Scientists have discovered the molecular structure of a protein called UCP1, which enables brown fat tissue to burn calories as heat. This breakthrough could lead to the development of treatments that activate UCP1 to burn off excess calories from fat and sugar, potentially combating obesity and diabetes. The research provides crucial details for the development of therapeutics that target UCP1 and could help increase brown fat activity to burn more calories and fight metabolic diseases.

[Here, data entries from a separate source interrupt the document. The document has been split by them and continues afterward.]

PR #911, opened 2025-05-13
Enforce project wide `#include` order

pjungkamp:
This instructs `clang-format` to enforce a uniform `#include` order across all files. See https://clang.llvm.org/docs/ClangFormatStyleOptions.html#includecategories

1. `^<villas/`: headers
2. `^<[[:lower:]]+>$`: standard library headers
3. `^<.*>$`: other system headers 
4. `^".*"$`: local headers

### DIFF
--- a/.clang-format
+++ b/.clang-format
@@ -7,3 +7,18 @@ BasedOnStyle: LLVM
 # Disable automatic line-breaks in comments
 # as this breaks SPDX headers
 ReflowComments: false
+
+# Regroup #include directives to villas - std - other
+IncludeBlocks: Regroup
+IncludeIsMainRegex: / # disable main header heuristic
+IncludeCategories:
+  - Regex: '^<villas/'
+    Priority: 3
+    CaseSensitive: true
+  - Regex: '^<[[:lower:]_]+>$'
+    Priority: 1
+    CaseSensitive: true
+  - Regex: '^<.*>$'
+    Priority: 2
+  - Regex: '^".*"$'
+    Priority: 4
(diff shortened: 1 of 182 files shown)


n-eiling:
Didn't we want to keep the clang format file as simple and as standard as possible? Is this really worth it?

pjungkamp:
I've been asked to reorder includes in multiple PRs, about half the files in this repository contain some form of error regarding our current `std - other - villas` header order.

I just want `clang-format` to sort the includes for me instead of getting a "please reorder includes" review in every second PR.

The enforced order is of cause up for debate, if you want to stick with `std - other - villas`.

n-eiling:
Who asks you to reorder? You should not need to do anything style related that is not mentioned here: https://villas.fein-aachen.org/docs/node/development/contributing/. This mentions nothing about include order.
From the code-perspective include order shouldn't matter?

stv0g:
I think we agreed in the past to follow the LLVM/Clang coding standards.

The minimal clang-format configuraiton which we had in the past is not sufficient, as it can not identify our local headers (e.g. `#include <villas/...`).

So, believe extending the clang-format config is justified as long as we stick with our goal of following the Clang/LLVM coding standard.

pjungkamp:
The LLVM `#include` style can be found here: https://llvm.org/docs/CodingStandards.html#include-style

I deviate from these on the "main" header of a source file. `clang-format` has built-in heuristics to determine a source file's "main" header. But these work best when project includes use quotes instead of angle brackets for local headers.

I've found that these heuristics determined e.g. `<sys/socket.h>` as the "main" include for `clients/opal-rt/rtlab-asyncip/models/send_receive/src/socket.c`, so I didn't enable it in this PR.

PR #915, opened 2025-05-15
Binding test formatted with black(-jupyter)

KeVteL:
Manually formatted the Python binding test with black. The pipeline formatting resulted in an invalid escape sequence `\m`.

Oddly enough there is no such character sequence within the code. Especially not at the reported line 108 when looking at:
https://git.rwth-aachen.de/acs/public/villas/node/-/jobs/6248036
https://git.rwth-aachen.de/acs/public/villas/node/-/jobs/6249567

`black-jupyter` seems to be stricter than plain `black` since even formatting with plain `black` causes the pipeline to fail, as `black-jupyter` may still change the formatting of the file.

### DIFF
--- a/tests/unit/python_binding.py
+++ b/tests/unit/python_binding.py
@@ -10,8 +10,8 @@ import unittest
 import uuid
 import villas_node as vn
 
-class SimpleWrapperTests(unittest.TestCase):
 
+class SimpleWrapperTests(unittest.TestCase):
     def setUp(self):
         try:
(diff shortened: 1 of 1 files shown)


stv0g (approved):

stv0g:
@KeVteL I gave you direct access to the VILLASnode repo. This should allow you to directly push to the feature branch and trigger the pipeline in your own.

For merging the PRs, the usual PR approval and rules still apply.

PR #917, opened 2025-05-20
JOSS

al3xa23:
I would like to merge joss branch with master. 

If you prefer otherwise, it is also a possible to leave it in an extra branch as described here https://joss.readthedocs.io/en/latest/submitting.html#submission-requirements.


n-eiling:
Thanks again for all the effort. I think I'd prefer not putting the paper in the root of the repo. We have documentation and code separated, and I view this more as documentation.

stv0g:
I also agree with @n-eiling here. Does JOSS expect a specific path for the files? Or do they allow other locations as well?

n-eiling:
Are you okay with creating a `joss` branch and putting the .md there? Maybe we can additionally find a good place in the documentation repo?

al3xa23:
Sure, everything can stay right now in the JOSS branch. Then, I will close the PR. Thanks for the answers :)

PR #919, opened 2025-05-26
fix: Integration test for mqtt in docker container

RiteshKarki27:


stv0g:
We are managing the start-up of auxiliary services via the GitLab CI config here:
https://github.com/VILLASframework/node/blob/9b81d28fe1ce03c40393251837b524087c50b03c/.gitlab-ci.yml#L193

I dont believe this change here is necessary.

For local development setups, I recommend that you install the broker via the usual service managers on your system (e.g. SystemD)

PR #922, opened 2025-06-11
Option to read file at once. 

RiteshKarki27:
- Add the option to read entire file at once in file_start. 
- This does not affect the way the file is handled during real-time operation.  
- Include an option in the configuration ("read_mode") to activate this operation. 

@al3xa23

### DIFF
--- a/lib/nodes/file.cpp
+++ b/lib/nodes/file.cpp
@@ -5,10 +5,14 @@
  * SPDX-License-Identifier: Apache-2.0
  */
 
+#include "villas/sample.hpp"
 #include <cerrno>
+#include <cstdio>
 #include <cstring>
-
+#include <iostream>
 #include <libgen.h>
+#include <ostream>
+#include <string>
 #include <sys/stat.h>
 #include <unistd.h>
 
@@ -76,16 +80,17 @@ int villas::node::file_parse(NodeCompat *n, json_t *json) {
   const char *uri_tmpl = nullptr;
   const char *eof = nullptr;
   const char *epoch = nullptr;
+  const char *read_mode = nullptr;
   double epoch_flt = 0;
 
   ret = json_unpack_ex(json, &err, 0,
                        "{ s: s, s?: o, s?: { s?: s, s?: F, s?: s, s?: F, s?: "
-                       "i, s?: i }, s?: { s?: b, s?: i } }",
+                       "i, s?: i, s?: s }, s?: { s?: b, s?: i } }",
                        "uri", &uri_tmpl, "format", &json_format, "in", "eof",
                        &eof, "rate", &f->rate, "epoch_mode", &epoch, "epoch",
                        &epoch_flt, "buffer_size", &f->buffer_size_in, "skip",
                        &f->skip_lines, "out", "flush", &f->flush, "buffer_size",
-                       &f->buffer_size_out);
+                       &f->buffer_size_out, "read_mode", &read_mode);
   if (ret)
     throw ConfigError(json, err, "node-config-node-file");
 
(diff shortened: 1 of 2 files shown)


lib/nodes/file.cpp
```diff
@@ -5,10 +5,14 @@
  * SPDX-License-Identifier: Apache-2.0
  */
 
+#include "villas/sample.hpp"
```
stv0g, line 8:
```suggestion
#include <villas/sample.hpp>
```

stv0g: Please also make sure includes are properly ordnered.

lib/nodes/file.cpp
```diff
@@ -127,6 +132,15 @@ int villas::node::file_parse(NodeCompat *n, json_t *json) {
       throw RuntimeError("Invalid value '{}' for setting 'epoch'", epoch);
   }
 
+  if (read_mode) {
+    if (!strcmp(read_mode, "all")) {
+      n->logger->debug("read mode: all set");
+      f->read_mode = file::ReadMode::READ_ALL;
+    } else {
+      f->read_mode = file::ReadMode::RATE_BASED;
+      n->logger->debug("read mode: rate based set");
```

Scientists have discovered the structure of the protein that triggers Huntington's disease, which could lead to a treatment that stops the disease in its tracks. The protein, called huntingtin, develops an abnormally long strand of repeating amino acids within its structure, called the polyglutamine stretch, which builds up in the brain and folds itself into a shape that is toxic to cells. The research team determined the structure of the amyloid nucleus for HTT protein, the "spark" that sets off the chain reaction of protein misfolding, and found that 36 polyQ repeats are the critical number for nucleation to happen in single protein molecules. Armed with this knowledge, the team hopes future work can explore ways of preventing nucleation so that the toxic cascade of protein misfolding is never triggered in the first place.
Researchers have revealed the structure of cryptochrome-timeless, a protein complex that plays a key role in the circadian clock. The study sheds light on the mechanisms behind the timing of the body's internal clock and could lead to new treatments for sleep disorders. The researchers used a combination of X-ray crystallography and cryo-electron microscopy to determine the structure of the complex, which is found in both humans and fruit flies.